I have a spare one just sitting around. Theyre so fun to set up IMO because of their super small size and you can put them even on top of a desk. Thats where mine is going anyways...

Help?


----------



## jrodriguez (Jul 20, 2009)

i dont know too much about planting plants but i do know that a amazon sword would be way too big for that and you can probably keep shrimp in there as well

wait for susan to complete my answer lol


----------



## jbrianchamberlin (Aug 31, 2009)

Sounds like a really cool idea... what were you thinking of putting in it fish wise?


----------



## Shotgun (Mar 1, 2009)

well i cant really put much in it besides a few red cherry shrimp or some ghost shrimp.


----------



## jbrianchamberlin (Aug 31, 2009)

I've seen some really small tetras at my lfs... can't think of their name right now. There was also something else, had a weird name almost like a person's name. Enders... something or other. The things were REALLY small. Those would work.


----------



## ladyonyx (Apr 20, 2009)

I have a 5g planted tank with some random swords (they're from a friend's tank, so I'm not sure what species they are, although they look like Amazon Swords, but much smaller), a java fern, and some java moss. I have a 1/4-1/2 in. layer of flourite underneath another 1/2-3/4 in. of medium-sized gravel and some river stones. I just have a standard aquarium spectrum bulb and that seems to do the trick and a little AquaClear filter. I have a couple otos and some fancy guppies in there along with some ghost shrimp. It's been up and running for a little over a year now.

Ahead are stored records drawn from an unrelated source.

PR #19, opened 2022-12-15
[REP] Execution Optimizer for Ray Datasets

c21:
This REP introduces (1) lazy execution, (2) optimizer, and (3) vectorized execution with data batch, to improve user experience and performance for Ray Datasets.

### DIFF
--- a/reps/2022-12-15-optimizer-data.md
+++ b/reps/2022-12-15-optimizer-data.md
@@ -1,0 +1,340 @@
+# Execution Optimizer for Ray Datasets
+
+## Summary
+
+Build the breakthrough foundation to tackle a series of fundamental issues around Ray Data. The foundation is (1) **lazy execution**, (2) **optimizer**, and (3) **vectorized execution with data batch**.
+
+### General Motivation
+Two key ML workloads for Datasets are (1) **data ingest**, where trainer processes (e.g., PyTorch workers), read, preprocess, and ingest data, and (2) **batch inference**, where we want to apply a pretrained model across a large dataset to generate predictions.
+
+Currently Ray Data does not work out-of-box for both workloads with followed reasons:
+* Data batch size and parallelism is challenging to tune by users, often resulting in poor performance and frustration.
+* Expensive data conversion, copy, and materialization to object store, can happen everywhere.
+* Lack of optimizer for execution plan, caused too much hand-holding with users to write the best program by hand.
+
+To resolve the above issues, we need to change Ray Datasets in multiple perspectives:
+* User experience:
+  * Configurations auto-tuning: auto-tuning critical configurations such as data batch size and parallelism. Fewer configurations and less confusing for users.
+  * Minimize cognitive load: lazy-execution first and only.
+* Performance
+  * Memory efficiency: zero-copy batch iterator. Operators pushdown. Eliminate unnecessary batch copy and format conversion.
+* Extensibility
+  * Easier to develop other optimization in the future
+    * Special optimizer for AIR workload.
+    * Example: prune unused columns through the execution plan as early as possible (as ColumnPruningPushDownRule).
+* Simplify code base
+  * Unify `LazyBlockList` and `BlockList`, delete `StatsActor`, eager mode and other legacy behavior.
+  * Able to support more Datasets APIs.
+
+### Should this change be within `ray` or outside?
+
+The proposed change is inside the code of Ray Datasets, which is already part of the Ray project repository (“ray.data”).
+
+## Stewardship
+### Required Reviewers
+
+@clarkzinzow, @jianoaix, @ericl, @stephanie-wang
+
+### Shepherd of the Proposal (should be a senior committer)
+
+@ericl
+
+## Design and Architecture
+
+Architecture after REP:
+
+<img width="945" alt="new-architecture" src="https://user-images.githubusercontent.com/4629931/207807703-bb65db63-41a0-41d9-8e7b-154e1a0ed565.png">
+
+Architecture before REP:
+
+<img width="930" alt="old-architecture" src="https://user-images.githubusercontent.com/4629931/207808050-c07e51ed-ece4-4781-9f97-5a06ac107973.png">
+
+### 1. Enable lazy execution mode by default
+
+#### 1.1. How do things work today?
+
+Ray Datasets has two execution modes:
+* Eager mode
+  * Each operation is executed immediately (i.e. eagerly).
+* Lazy mode
+  * Each operation is not executed immediately, but being added to the execution plan (i.e. lazily). Upon user calling consumption/action APIs (e.g. `fully_executed()`, `iter_batches()`, `take()` etc), all operations are executed together.
+
+See https://docs.ray.io/en/latest/data/dataset-internals.html#lazy-execution-mode for more information.
+
+Ray Datasets support both `Dataset` and `DatasetPipeline`.
+* `Dataset` is using eager mode by default. Lazy mode can be enabled by calling `Dataset.lazy()`.
+* `DatasetPipeline` is using lazy mode by default.
+
+#### 1.2. Proposed Change
+
+Change execution mode to lazy execution mode by default.
+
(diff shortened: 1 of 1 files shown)


reps/2022-12-15-optimizer-data.md
```diff
@@ -0,0 +1,308 @@
...
+
+### Shepherd of the Proposal (should be a senior committer)
+
+@ericl
+
+## Design and Architecture
+
+Architecture after REP:
+
+<img width="945" alt="new-architecture" src="https://user-images.githubusercontent.com/4629931/207807703-bb65db63-41a0-41d9-8e7b-154e1a0ed565.png">
```
ericl, line 46: Since we are considering re-optimization outside the scope of this REP, can we also remove that from the diagram?

reps/2022-12-15-optimizer-data.md
```diff
@@ -0,0 +1,308 @@
...
+
+Data flow:
+
+<img width="795" alt="data-flow-after" src="https://user-images.githubusercontent.com/4629931/207812234-d94a6683-5e0d-4eb2-a7c3-6f7bb656f2b2.png">
+
+The new proposal would eliminate that batch to block copy and pass the batch directly to the following stage.
+
+#### 3.2.1. Interfaces
+
+NOTE: `OneToOneOperator` used here is the same as `OneToOneOperator` in "Native pipelining support in Ray Datasets" REP.
```
ericl, line 210: This section needs to be updated, since the other REP now only proposes `PhysicalOperator`.

reps/2022-12-15-optimizer-data.md
```diff
@@ -0,0 +1,308 @@
...
+  A rule to optimize logical or physical plan. The rule should be cost-based and generate the plan with minimal cost.  
+  """
+  
+  def apply(plan: Plan, statistics) -> Plan:
+    # specific optimization logic in each rule
+```
+
+##### 2.2.2. Milestones
+
+* Step1: Introduce `Optimizer` class.
```
stephanie-wang, line 147: At this stage, we won't have any optimization rules based on run-time stats, right? Might be good to:
1. Simplify the proposal to remove anything that is only needed for run-time optimization.
2. Add a simple `Rule` code example to demonstrate interface and functionality.

reps/2022-12-15-optimizer-data.md
```diff
@@ -0,0 +1,308 @@
...
+
+class LogicalOptimizer(Optimizer):
+  """Optimizer for logical plan.
+
+  An optimizer transforms the logical plan, with a list of optimization Rules and input statistics.
+  """
+
+  rules: List[Rule]
+
+  def optimize(plan: LogicalPlan, statistics) -> LogicalPlan:
```
stephanie-wang, line 117: How do we go from LogicalPlan to PhysicalPlan, and what is the difference?

Might be good to have a figure and examples for a logical vs physical rule.

reps/2022-12-15-optimizer-data.md
```diff
@@ -0,0 +1,308 @@
...
+```
+
+Corner cases:
+* When users set different `batch_size` for multiple `map_batches()`. We can choose (1). respect users setting (will incur copy between `map_batches`), or (2). decides a min/max `batch_size` and uses the same `batch_siz`e across `map_batches`.
+  * Filter can happen to reduce rows
+  * Image rotation can change number of images
+  * Solution: have a `Batcher` to buffer batches for different `batch_size`s specified in `map_batches`.
+* When the user's `map_batches()` function changes the number of rows in a batch, and has multiple `map_batches()`. We can choose (1). respect users settings, and aim to produce a batch with `batch_size` for the following `map_batches()`, or (2).do nothing for the output batch, feed directly into following `map_batches()`.
+
+### 4. Benchmark
```
stephanie-wang, line 270: Nice microbenchmarks!

stephanie-wang (changes requested):

reps/2022-12-15-optimizer-data.md
c21: @ericl - yeah updated. I need more thought to hook up `BatchedOperator.process_batches` with `PhysicalOperator.add_input/inputs_done/has_next/get_next`. But I think it should be implementation detail that we can figure it out later.

c21: @ericl - yeah updated. I need more thought to hook up `BatchedOperator.process_batches` with `PhysicalOperator.add_input/inputs_done/has_next/get_next`. But I think it should be implementation detail that we can figure it out later.

reps/2022-12-15-optimizer-data.md
c21: > How do we go from LogicalPlan to PhysicalPlan, and what is the difference?

There would be a class/utility to convert `LogicalPlan` into `PhysicalPlan`. Given the current logic would be fairly straightforward, so leave this as implementation detail for now.

Added explanation for `LogicalPlan` and `PhysicalPlan` in Step 3 below.

> Might be good to have a figure and examples for a logical vs physical rule.

Added explanation and examples for logical and physical rule in Step 1 below.

reps/2022-12-15-optimizer-data.md
c21: > Simplify the proposal to remove anything that is only needed for run-time optimization.

Sure, removed. We probably still need input statistics though, so keep input statistics only.

> Add a simple Rule code example to demonstrate interface and functionality.

Added a simple pseudo code example for limit push down rule.

reps/2022-12-15-optimizer-data.md
```diff
@@ -0,0 +1,308 @@
...
+Two key ML workloads for Datasets are (1) **data ingest**, where trainer processes (e.g., PyTorch workers), read, preprocess, and ingest data, and (2) **batch inference**, where we want to apply a pretrained model across a large dataset to generate predictions.
+
+Currently Ray Data does not work out-of-box for both workloads with followed reasons:
+* Data batch size and parallelism is challenging to tune by users, often resulting in poor performance and frustration.
+* Expensive data conversion, copy, and materialization to object store, can happen everywhere.
+* Lack of optimizer for execution plan, caused too much hand-holding with users to write the best program by hand.
+
+To resolve the above issues, we need to change Ray Datasets in multiple perspectives:
+* User experience:
+  * Configurations auto-tuning: auto-tuning critical configurations such as data batch size and parallelism. Fewer configurations and less confusing for users.
```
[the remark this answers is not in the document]
c21: Yes, this is in the scope of REP.

reps/2022-12-15-optimizer-data.md
```diff
@@ -0,0 +1,308 @@
+# Execution Optimizer for Ray Datasets
+
+## Summary
+
+Build the breakthrough foundation to tackle a series of fundamental issues around Ray Data. The foundation is (1) **lazy execution**, (2) **optimizer**, and (3) **vectorized execution with data batch**.
```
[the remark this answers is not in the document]
c21: Moved this under `General Motivation` to make it more coherent, as the top-level summary seem not strictly needed (not see in other REPs).

reps/2022-12-15-optimizer-data.md
c21: yeah, removed.

stephanie-wang (approved):

reps/2022-12-15-optimizer-data.md
```diff
@@ -0,0 +1,323 @@
...
+@clarkzinzow, @jianoaix, @ericl, @stephanie-wang
+
+### Shepherd of the Proposal (should be a senior committer)
+
+@ericl
+
+## Design and Architecture
+
+**Architecture after REP**:
+
```
zhe-thoughts, line 45: Nit: can we change the order of these two diagrams ("before" first, and then "after"), and make them equally large? Right now the "after" is much smaller

c21: @zhe-thoughts - sure, updated.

Do cherry shrimp! They love all the plants and they look great. Maybe a big Nerita snail or two. If you want to do fish, Endler's livebearers stay small and are pretty hardy IMO. Maybe a few of those??? This will be a really cool tank; I think the tiny one's are lots of fun


----------



## Shotgun (Mar 1, 2009)

yup. Im a little familiar with endlers. hard to find, but beautifull. You think I should just go out and buy a 5g tank shell? What do you think about the 2.5g? too small?


----------



## ladyonyx (Apr 20, 2009)

They are gorgeous little fish. I guess it depends on how often you want to do water changes. You can do a 2.5g with some micro swords and other really small plants, maybe even a java fern, with some cherry reds and a couple snails. I mean, a 5g would be easier and you could definitely put some fish in there; a 2.5g is pretty small, but can be done. I think these pico/nano tanks are great; they're really unique and super cool to put together. I'm thinking you would have to change out a gallon of water every 3 days or so; the plants would help a lot in keeping the water clean. I say go for the 2.5g. If it just isn't working out you can always switch it over to a 5g instead.


----------



## jbrianchamberlin (Aug 31, 2009)

I love those little Endlers Livebearers and my local fish dude has some but I've got an Angel fish (even though it's a baby) and I'm sure they'd just end up fish food.


----------



## ladyonyx (Apr 20, 2009)

Yeah, Endlers would unfortunately make good angel fish food. You can always set up another tank....... =) That's my solution to everything related to incompatible fish


----------



## Shotgun (Mar 1, 2009)

so, back to the topic...


----------



## Dmaaaaax (Nov 20, 2008)

No need for CO2, a DiY would over dose them. Flourite works great as a gravel that is rich in iron and other nutrients, just be sure to rinse it several times before setting up the tank (10x minimum). Go with a lot of dwarf species of plants and play around with the lighting, since the normal wpg does not apply with a tank that small and shallow.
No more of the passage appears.